What is Target Leakage?
Target leakage, sometimes called data leakage, is one of the most difficult problems when developing a machine learning model. It happens when you train your algorithm on a dataset that includes information that would not be available at the time of prediction when you apply that model to data you collect in the future. Since it already knows the actual outcomes, the model’s results will be unrealistically accurate for the training data, like bringing an answer sheet into an exam.
“Any other feature whose value would not actually be available in practice at the time you’d want to use the model to make a prediction is a feature that can introduce leakage to your model.” – Data Skeptic
To avoid target leakage, omit data that will not be known at the time of the target outcome. The following timeline shows the process of avoiding target leakage when predicting the outcome of a medical visit, such as whether or not a patient will be diagnosed with heart disease (marked as “target observed”). When constructing your training dataset, you should include data that occurs on the timeline before the “target observed” point, such as office visit data, lab procedure data, and diagnostic test data. However, you should not include data from tests or office visits that occurred after the initial diagnosis of heart disease. Those data will have been collected with the diagnosis in mind, which you won’t know when you apply the model to future data to make a prediction.
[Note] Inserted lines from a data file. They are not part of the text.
PR #194, opened 2025-11-07
[NDH-340] Porting to drf-spectacular

sachin-panayil:
## Problem
Currently, we are using a old library to support our Swagger Documentation, drf-yasg. This library also only supports OpenAPI 2.0. This library doesnt intergrate with django-filters and is old

## Solution
By upgrading to drf-spectacular, we gain the ability to integrate with OpenAPI 3.0 and some other cool abilities that help with auto-generation fo documentation

## Result
We gain the ability to automatically generate in depth documentation such as our views search parameters. We also are now using OpenAPI 3.0.

* Response examples is something that needs to be discussed further. That was the goal for the original ticket but this PR can get out while we work on response examples moving forward.

## Test Plan
- run docker compose up 
- check the swagger documentation /fhir/docs

### DIFF
--- a/backend/npdfhir/views.py
+++ b/backend/npdfhir/views.py
@@ -62,7 +62,6 @@ class FHIREndpointViewSet(viewsets.GenericViewSet):
     @extend_schema(
         responses={
             200: OpenApiResponse(
-                response=BundleSerializer,
                 description='Successfully retrieved FHIR Bundle resource of FHIR Endpoint resources'
             )
         }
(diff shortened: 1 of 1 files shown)


spopelka-dsac (commented):
The filter fields look awesome!! It would be great to include defaults and max values for the page size, if possible (reading dynamically from those variables).

I'm noticing a few discrepancies with the sample responses (e.g. 

Image

vs. 

Image

I'd really like to land the filter fields and updated OpenAPI version, since ACV will be reviewing the documentation, so maybe we move the schemas to another PR and continue to work that separately?

PR #205, opened 2025-11-12
Set NPD_REQUIRE_AUTHENTICATION in dev and prod through terraform

abachman-dsac:
## Problem

We need to be able to control our deployed environments' authentication requirement.

For launch, we would like nonprod to _not_ (yet) require authentication and production to require it.

## Solution

Make sure `NPD_REQUIRE_AUTHENTICATION` is set appropriately in the fhir-api containers for Dev and Prod.

## Result

Dev will continue to not require authentication, while Prod will require it from the beginning.


wbprice (commented):
Shouldn't we test that the authentication works in lower environments before turning it on in prod?

PR #218, opened 2025-11-18
ensure header title does not wrap at desktop size

abachman-dsac:
## Problem

New responsive design of header breaks at desktop resolution.

_before_: 

image

## Solution

Add `whitespace: nowrap` to the text component of the header logo element.

## Result

_after_:

Desktop:

image

---

Tablet: 

image

---

Mobile: 

image


sman-dsac (approved):
Looks good! Can you confirm nothing broke in the mobile or tablet width views?

PR #233, opened 2025-11-26
self-referencing rules for etl and fhir api db security groups

tspecht-cms:


infrastructure/modules/migrations/main.tf
```diff
@@ -90,9 +99,17 @@ module "database_migration_service" {
       serverless_config = {
         max_capacity_units     = 8
         min_capacity_units     = 4
-        multi_az               = var.multi_az
-        vpc_security_group_ids = [var.networking.etl_db_security_group_id, var.networking.api_db_security_group_id]
+        multi_az               = local.multi_az
```
wbprice: Why did this change from var to local? Are you computing multi_az in a local block?

infrastructure/modules/migrations/main.tf
```diff
@@ -1,39 +1,48 @@
...
 data "aws_secretsmanager_secret_version" "fhir_db" {
   secret_id = var.fhir_db.db_instance_master_user_secret_arn
 }
 
 locals {
-  etl_db_password  = jsondecode(data.aws_secretsmanager_secret_version.etl_db.secret_string).password
-  fhir_db_password = jsondecode(data.aws_secretsmanager_secret_version.fhir_db.secret_string).password
-  account_name     = "${var.region}-${var.tier}"
-  multi_az         = var.multi_az
+  etl_db_password = try(
```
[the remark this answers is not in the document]
wbprice: wouldn't we want this to fail if a password couldn't be found?

infrastructure/modules/migrations/main.tf
tspecht-cms: This appears to be an oversight. I'll change it back.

Why is Target Leakage important?
Target leakage is a consistent and pervasive problem in machine learning and data science. It causes a model to overrepresent its generalization error, which makes it useless for any real-world application.
The prevalence of target leakage proves that deep domain knowledge is essential for machine learning and artificial intelligence (AI) initiatives. Business analytics professionals and others with knowledge of the practical application of the machine learning models need to be involved in all aspects of data science projects, from problem specification to data collection to deployment, in order to develop models that deliver actual value to the business.
Target leakage is particularly nefarious because it can be both intentional and unintentional, making it difficult to identify. For example, Kaggle contestants have intentionally included sampling errors that resulted in target leakage in order to develop highly accurate models and gain a competitive edge in data science competitions.
Target Leakage + DataRobot
In order to identify and rectify target leakage, you need substantial domain expertise and understanding of the business context in which you’re going to apply your predictive model. Since there is no way to identify target leakage with 100% accuracy, you need to have a deep understanding of your data, critically analyze the model’s outputs, and investigate further if something raises your suspicions.
DataRobot has several features that help you identify possible target leakage:
- Accuracy leaderboard. A perfect or near-perfect accuracy score for a model is a red flag and warrants further investigation.
- Feature impact. DataRobot automatically calculates the impact each variable has on the outcome of each model, and those with a high probability of including target leakage will have an alarmingly high score.